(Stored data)

PR #26459, opened 2026-02-24
feat: generic advanced charts component

sahar-fehri:
## **Description**

Introduces a reusable, generic `AdvancedChart` component built on [TradingView Advanced Charts](https://www.tradingview.com/charting-library-docs/latest/getting_started/) rendered inside a WebView. This component is designed to be consumed by multiple features (Token Details, Perps, etc.) with a composable props API, each consumer uses only the props it needs.

This PR is just for testing this new component: https://github.com/MetaMask/metamask-mobile/pull/26465

### What's included

**Core component (`AdvancedChart.tsx`)**
- WebView-based TradingView charting widget with full candlestick/OHLCV support
- Composable props API: `ohlcvData`, `indicators`, `positionLines`, `showVolume`, `chartType`, etc.
- Imperative ref handle for one-off actions (`addIndicator`, `removeIndicator`, `setChartType`, `reset`)
- Bidirectional message protocol between React Native and WebView (`RNToWebViewMessage` / `WebViewToRNMessage`)
- Error handling with retry-on-recovery and loading states
- Dynamic resolution detection: automatically adapts bar width based on incoming data interval

**WebView logic (`webview/chartLogic.js`)**
- Custom TradingView datafeed implementation (`onReady`, `getBars`, `subscribeBars`, `unsubscribeBars`)
- Widget lifecycle management: creates, destroys, and recreates the TradingView widget when the data resolution changes (e.g., switching from 1D to 1H)
- Volume study with themed colors
- Technical indicator support (MACD, RSI, MA200) via `createStudy` / `removeStudy`
- Position lines overlay (entry, take-profit, stop-loss, liquidation) for Perps use case
- Real-time bar updates via `realtimeCallback`
- Crosshair tracking with bar-snapping for OHLC data forwarding
- All unnecessary TradingView UI elements disabled via `disabled_features`

**HTML template (`AdvancedChartTemplate.ts`)**
- Generates WebView HTML with injected theme colors and feature flags
- Configurable `CHARTING_LIBRARY_URL` for local dev (`localhost:8000`) or S3 deployment

**Time range selector (`TimeRangeSelector.tsx`)**
- Time range options: 1H, 1D, 1W, 1M, YTD, ALL
- Each range maps to a Hyperliquid candle interval and count (e.g., 1H → 1m candles × 60)
- Exports `TIME_RANGE_CONFIGS` for consumer data fetching

**Indicator toggle (`IndicatorToggle.tsx`)**
- Toggle buttons for MACD, RSI, MA200 technical indicators
- Designed for Token Details chart header

## **Changelog**

CHANGELOG entry: null

## **Related issues**

Fixes:

## **Manual testing steps**

```gherkin
Feature: my feature name

```

---

> [!NOTE]
> **Medium Risk**
> Introduces a new WebView-based chart surface that loads the TradingView library from a configurable CDN and bridges messages between JS and React Native, which carries moderate risk around WebView security/CSP correctness and runtime stability.
> 
> **Overview**
> Adds a reusable `AdvancedChart` component that renders TradingView Advanced Charts in a `WebView`, with a typed RN↔WebView message protocol to sync OHLCV data, realtime ticks, indicators, chart type, volume visibility, and optional position-line overlays.
> 
> Introduces a generated WebView script pipeline (`webview/chartLogic.js` → `chartLogicString.ts` via `syncChartLogic.js`) plus an HTML template (`AdvancedChartTemplate.ts`) that injects theme/feature config, CSP, and a configurable charting-library base URL (`MM_CHARTING_LIBRARY_URL`).
> 
> Adds a `TimeRangeSelector` utility component with predefined range→interval/count mappings, updates `.eslintignore` for the WebView scripts, and includes unit tests covering chart message/ref behavior and the selector.
> 
> <sup>Written by [Cursor Bugbot](https://cursor.com/dashboard?tab=bugbot) for commit 3785ec118c29361cfd4260fe91207784e41843eb. This will update automatically on new commits. Configure [here](https://cursor.com/dashboard?tab=bugbot).</sup>


app/components/UI/Charts/AdvancedChart/webview/chartLogicString.ts
```diff
@@ -0,0 +1,794 @@
...
+  try {
+    var message =
+      typeof event.data === 'string' ? JSON.parse(event.data) : event.data;
+
+    if (!window.isChartReady && message.type !== 'SET_OHLCV_DATA') {
+      window.pendingMessages.push(message);
+      return;
+    }
+
+    switch (message.type) {
```
sahar-fehri, line 61: This file runs inside the WebView to drive the TradingView chart. 
It:
1- listens for messages exp TOGGLE_VOLUME from RN and routes them to handlers.
2- Feeds data to TradingView and implements the customDatafeed object.
3- Initializes the widget 
4-Sends events back to React Native (reports via postMessage).
it's the bridge between React Native and TradingView

app/components/UI/Charts/AdvancedChart/webview/chartLogicString.ts
```diff
@@ -0,0 +1,794 @@
+/**
+ * AUTO-GENERATED - DO NOT EDIT DIRECTLY
+ *
+ * This file is generated from chartLogic.js by syncChartLogic.js
+ * Edit chartLogic.js instead, then run:
+ *   node app/components/UI/Charts/AdvancedChart/webview/syncChartLogic.js
+ */
+
+// eslint-disable-next-line import/no-default-export
+export default `/**
```
sahar-fehri, line 10: This is an auto-generated file; it's the entire contents of chartLogic.js exported as a single template literal string. This lets the React Native side embed the chart logic directly into the WebView's HTML without needing to load a separate .js file.
It's generated by running syncChartLogic.js, which reads chartLogic.js and wraps it in export default \...\``. You never edit this file directly, you edit chartLogic.js and re-run the sync script.

app/components/UI/Charts/AdvancedChart/webview/syncChartLogic.js
```diff
@@ -0,0 +1,31 @@
...
+ *
+ * Run this after editing chartLogic.js:
+ *   node app/components/UI/Charts/AdvancedChart/webview/syncChartLogic.js
+ */
+
+const fs = require('fs');
+const path = require('path');
+
+const sourceFile = path.join(__dirname, 'chartLogic.js');
+const targetFile = path.join(__dirname, 'chartLogicString.ts');
```
sahar-fehri, line 14: This file is a dev-time build script only;  you run it locally after editing chartLogic.js to regenerate chartLogicString.ts.

app/components/UI/Charts/AdvancedChart/AdvancedChart.tsx
```diff
@@ -0,0 +1,352 @@
...
+        },
+      }),
+      [addIndicator, removeIndicator, setChartTypeInternal],
+    );
+
+    // ---- Declarative prop syncing ----
+
+    useEffect(() => {
+      if (ohlcvData.length > 0 && webViewLoadedRef.current) {
+        sendOHLCVData(ohlcvData);
```
sahar-fehri, line 250: This pushes data and commands into the WebView via postMessage And it receives events back from the WebView via the onMessage prop on the <WebView> component

.eslintignore
```diff
@@ -1,5 +1,8 @@
 /scripts/inpage-bridge
 /app/core/InpageBridgeWeb3.js
+/app/components/UI/Charts/AdvancedChart/webview/chartLogic.js
+/app/components/UI/Charts/AdvancedChart/webview/chartLogicString.ts
+/app/components/UI/Charts/AdvancedChart/webview/syncChartLogic.js
```
sahar-fehri, line 5: Ignored lint for these files
chartLogic.js this is code for the WebView, not React Native.
chartLogicString.ts is auto-generated.
syncChartLogic.js this is the Node.js script.

app/components/UI/Charts/AdvancedChart/AdvancedChartTemplate.ts
```diff
@@ -0,0 +1,104 @@
...
+};
+`;
+
+/**
+ * Creates the HTML template for TradingView Advanced Charts.
+ *
+ * @param theme - MetaMask theme for styling
+ * @param features - Optional feature flags forwarded to the WebView
+ */
+export const createAdvancedChartTemplate = (
```
sahar-fehri, line 77: AdvancedChart.tsx calls `createAdvancedChartTemplate` to build the HTML, then feeds it to the WebView. It generates the HTML, passes it to <WebView source={{ html }}>, and the WebView renders it as a local page

app/components/UI/Charts/AdvancedChart/AdvancedChartTemplate.ts
```diff
@@ -0,0 +1,104 @@
...
+import { chartLogicScript } from './webview';
+
+// AWS S3 - CORS configured to allow origin: null from WebView iframes
+// const CHARTING_LIBRARY_URL =
+//   'https://va-mmcx-terminal.s3.us-east-2.amazonaws.com/charting_library/charting_library/';
+
+// Local development server fallback:
+//   npx http-server --cors -p 8000 <dir-containing-charting_library/>
+export const CHARTING_LIBRARY_BASE_URL = 'http://localhost:8000/';
+const CHARTING_LIBRARY_URL = `${CHARTING_LIBRARY_BASE_URL}charting_library/`;
```
sahar-fehri, line 18: The url needs to be fixed and replaced here https://va-mmcx-terminal.s3.us-east-2.amazonaws.com/charting_library/charting_library/

app/components/UI/Charts/AdvancedChart/AdvancedChart.types.ts
```diff
@@ -0,0 +1,263 @@
...
+}
+
+/**
+ * Props for the IndicatorToggle component
+ */
+export interface IndicatorToggleProps {
+  activeIndicators: IndicatorType[];
+  onToggle: (indicator: IndicatorType) => void;
+  disabled?: boolean;
+}
```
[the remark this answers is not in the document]
sahar-fehri: This is fine; can be used in integration

app/components/UI/Charts/AdvancedChart/webview/syncChartLogic.js
```diff
@@ -0,0 +1,31 @@
...
+
+const jsContent = fs.readFileSync(sourceFile, 'utf8');
```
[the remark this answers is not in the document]
sahar-fehri: false issue the source file should always exist

app/components/UI/Charts/AdvancedChart/AdvancedChartTemplate.ts
Prithpal-Sooriya, line 1: OMG Webview JS injection 🙈 

I think we are mostly safe here, but it will be worth getting mobile experts view on this architecture.

app/components/UI/Charts/AdvancedChart/AdvancedChartTemplate.ts
```diff
@@ -0,0 +1,112 @@
+import type { Theme } from '../../../../util/theme/models';
+import { chartLogicScript } from './webview';
+
+// AWS S3 - CORS configured to allow origin: null from WebView iframes
+export const CHARTING_LIBRARY_BASE_URL =
+  'https://va-mmcx-terminal.s3.us-east-2.amazonaws.com/charting_library/';
```
Prithpal-Sooriya: This is public, so... okay?

But can you confirm? Otherwise we can move to env

app/components/UI/Charts/AdvancedChart/AdvancedChartTemplate.ts
geositta: Recommend using Content-Security-Policy to restrict the source to our hosted chart endpoint. We could also configure Cloudfront to send the Content-Security-Policy header automatically.

app/components/UI/Charts/AdvancedChart/webview/chartLogic.js
```diff
@@ -0,0 +1,804 @@
...
+            open: bar.open,
+            high: bar.high,
+            low: bar.low,
+            close: bar.close,
+            volume: bar.volume,
+          };
+        });
+        onResult(bars, { noData: bars.length === 0 });
+      } else {
+        onResult([], { noData: true });
```
geositta, line 652: This tells TradingView that no older candles exist, so left-scroll pagination never loads historical data. The TradingView docs (in `docs/charting-library-context.txt` around line 35640) are explicit that `noData` should only be set to `true` when there is genuinely no older data on the server, and that the library will call `getBars` multiple times to fill the visible area, returning empty on every non-first request short-circuits that entirely.

firstDataRequest: false is hit when TradingView asks again for more data, typically during:

  1. user pans left for older candles,
  2. TradingView does multi-pass fetches because first response didn’t satisfy countBack,
  3. indicators request extra historical bars.

Since the else branch is unconditional, all those follow-up calls are treated as "no more history exists," even when you intended to load more.

Related to history is my comment on `onRequestMoreHistory` in AdvancedChart.tsx

app/components/UI/Charts/AdvancedChart/AdvancedChart.tsx
```diff
@@ -0,0 +1,371 @@
...
+            break;
+
+          case 'CROSSHAIR_MOVE':
+            onCrosshairMove?.(
+              (hasPayload ? (payload.data as CrosshairData) : null) ?? null,
+            );
+            break;
+
+          case 'NEED_MORE_HISTORY':
+            onRequestMoreHistory?.();
```
geositta: RN-side message protocol declares `NEED_MORE_HISTORY` as a valid `WebViewToRNMessageType` in `AdvancedChart.types.ts`. Howver, the webview never actually emits a `NEED_MORE_HISTORY` message , since `sendToReactNative('NEED_MORE_HISTORY', ...)` does not exist anywhere in `chartLogic.js`. So history loading is declared in the protocol but never triggered.

In the Perps integrations in metamask-mobile solves this by subscribing to `visibleLogicalRangeChange`, detecting when the user has scrolled within 5 candles of the left edge, throttling with a cooldown, and emitting `NEED_MORE_HISTORY`. The Terminal web app's `TradingViewDatafeed` takes the simpler approach of calling `dataSource.fetchHistoricalCandles({ symbol, resolution, from, to })` for every `getBars` request and only returning `noData: true` when the candle array is genuinely empty.

If this is intentionally deferred to a follow-up PR, that is completely reasonable. Can we add a brief comment in `chartLogic.js` near the `getBars` function (and a TODO in the types file next to the `NEED_MORE_HISTORY` declaration) noting that history pagination is not yet wired up? That way the next person who uses `onRequestMoreHistory` does not spend time debugging why their callback never fires.

app/components/UI/Charts/AdvancedChart/webview/chartLogic.js
```diff
@@ -0,0 +1,804 @@
...
+      }
+    } catch (error) {
+      onError(error.message);
+    }
+  },
+
+  subscribeBars: function (symbolInfo, resolution, onTick, listenerGuid) {
```
geositta, line 669: `subscribeBars` receives `listenerGuid` as its fourth argument but ignores it entirely, storing the callback in a single `window.realtimeCallback`. Then `unsubscribeBars` nulls out that global without checking which subscription it should remove.

TradingView's datafeed contract allows multiple concurrent subscriptions during symbol or resolution transitions. The library may call `subscribeBars` for a new resolution before calling `unsubscribeBars` for the old one. With a single global callback, the new subscription silently overwrites the previous one, and a subsequent `unsubscribeBars` for the old subscription clears the active callback, dropping all realtime updates until the next subscribe cycle. This is unlikely to cause visible issues today since the component uses a single symbol and resolution changes rebuild the widget, but it will become a real problem if the component evolves to support resolution switching without full widget recreation, which is exactly the Perps migration use case.

The Terminal web app's `MockTradingViewDatafeed` at `app/components/UI/Charts/tradingview/MockTradingViewDatafeed.ts` lines 199-226 already implements this correctly: it stores subscriptions in a `Map<string, { unsubscribe, onResetCacheNeededCallback }>` keyed by `subscriberUID`, and `unsubscribeBars` looks up by UID, calls `unsubscribe()`, and deletes the entry.

Would it work to follow the same pattern here? Something like `window.realtimeCallbacks = {}` at the top, `window.realtimeCallbacks[listenerGuid] = onTick` in `subscribeBars`, `delete window.realtimeCallbacks[listenerGuid]` in `unsubscribeBars`, and iterating over all active callbacks in `handleRealtimeUpdate`.

app/components/UI/Charts/AdvancedChart/webview/chartLogic.js
```diff
@@ -0,0 +1,804 @@
...
+
+  if (window.ohlcvData.length === 0) {
+    return;
+  }
+
+  try {
+    var theme = window.CONFIG.theme;
+    var features = window.CONFIG.features || {};
+
+    var disabledFeatures = [
```
geositta: The widget initialization at lines 651-674 unconditionally disables 22 TradingView features including `header_widget`, `timeframes_toolbar`, `header_symbol_search`, `legend_widget`, and `go_to_date`. Furthermore, the indicator system at lines 235-249 in this same file uses a hardcoded switch statement mapping exactly three names (`MACD`, `RSI`, `MA200`) to TradingView study constructors, and `AdvancedChart.types.ts` line 26 defines `IndicatorType` as `'MACD' | 'RSI' | 'MA200'`.

This is a sensible curated mobile UX for Token Details, but the component is named and documented as a "generic" AdvancedChart intended for Perps migration as well. TradingView already provides its own indicator picker and study management UI -  disabling it and reimplementing a subset is added maintenance surface. If Perps (or a future consumer) needs TradingView's native study picker, additional indicators like Bollinger Bands, or the timeframes toolbar, they would need to fork or significantly rework both the JS and the type layer.

I do not think this needs to block the PR. Would it be helpful to either rename the component to something that sets expectations accurately (like `CuratedChart` or `MobileChart`), or add a `disabledFeatures` override prop (defaulting to the current list) so future consumers can opt back into TradingView's native capabilities without modifying the core? Even just a comment at the top of the disabled features array noting "these defaults are optimized for the Token Details mobile UX; consumers needing TradingView native UI should override via props" would go a long way.

app/components/UI/Charts/AdvancedChart/webview/chartLogic.js
```diff
@@ -0,0 +1,804 @@
...
+    }
+    window.positionShapeIds = [];
+  } catch (error) {
+    sendToReactNative('ERROR', {
+      message: 'Failed to clear position lines: ' + error.message,
+    });
+  }
+}
+
+function handleSetPositionLines(payload) {
```
geositta, line 336: The `PositionLines` interface supports `entryPrice`, `takeProfitPrice`, `stopLossPrice`, and `liquidationPrice` but does not include `currentPrice`. The `handleSetPositionLines` checks for each of those four prices but has no branch for a current-price line. The existing Perps `TPSLLines` type at `TradingViewChart.tsx` line 32 includes `currentPrice?: string` and the Perps chart renders it as a distinct dashed horizontal line with axis label via a dedicated `updateCurrentPriceLine` function.

If Perps migrates to this generic component, it would need `currentPrice` support added to `PositionLines`, to `handleSetPositionLines`, and to the line-creation logic. Can we add `currentPrice?: number` to the `PositionLines` interface now, even if the rendering logic comes in a follow-up? That way the type contract is correct from the start and Perps migration does not require a breaking interface change later.

app/components/UI/Charts/AdvancedChart/AdvancedChart.types.ts
```diff
@@ -0,0 +1,225 @@
...
+
+  /** External loading state */
+  isLoading?: boolean;
+}
+
+/**
+ * Imperative ref handle for AdvancedChart.
+ * Use props for declarative control; ref for one-off imperative actions.
+ */
+export interface AdvancedChartRef {
```
geositta, line 335: AdvancedChartRef is in a good place for the current scope, but I want to flag a Perps migration gap so we can plan for it.

In app/components/UI/Charts/AdvancedChart/AdvancedChart.types.ts:211, the ref currently exposes addIndicator, removeIndicator, setChartType, and reset. In the existing Perps flow, we rely on viewport oriented controls (zoomToLatestCandle on interval/fullscreen transitions and resetToDefault on refresh/interval reset) in app/components/UI/Perps/Views/PerpsMarketDetailsView/PerpsMarketDetailsView.tsx:382, app/components/UI/Perps/Views/PerpsMarketDetailsView/PerpsMarketDetailsView.tsx:533, and app/components/UI/Perps/components/PerpsChartFullscreenModal/PerpsChartFullscreenModal.tsx:84.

### TASK STATEMENT
Where a line above holds the string "calling", copy that line.

### RESULT FOR THIS TASK
In the Perps integrations in metamask-mobile solves this by subscribing to `visibleLogicalRangeChange`, detecting when the user has scrolled within 5 candles of the left edge, throttling with a cooldown, and emitting `NEED_MORE_HISTORY`. The Terminal web app's `TradingViewDatafeed` takes the simpler approach of calling `dataSource.fetchHistoricalCandles({ symbol, resolution, from, to })` for every `getBars` request and only returning `noData: true` when the candle array is genuinely empty.
TradingView's datafeed contract allows multiple concurrent subscriptions during symbol or resolution transitions. The library may call `subscribeBars` for a new resolution before calling `unsubscribeBars` for the old one. With a single global callback, the new subscription silently overwrites the previous one, and a subsequent `unsubscribeBars` for the old subscription clears the active callback, dropping all realtime updates until the next subscribe cycle. This is unlikely to cause visible issues today since the component uses a single symbol and resolution changes rebuild the widget, but it will become a real problem if the component evolves to support resolution switching without full widget recreation, which is exactly the Perps migration use case.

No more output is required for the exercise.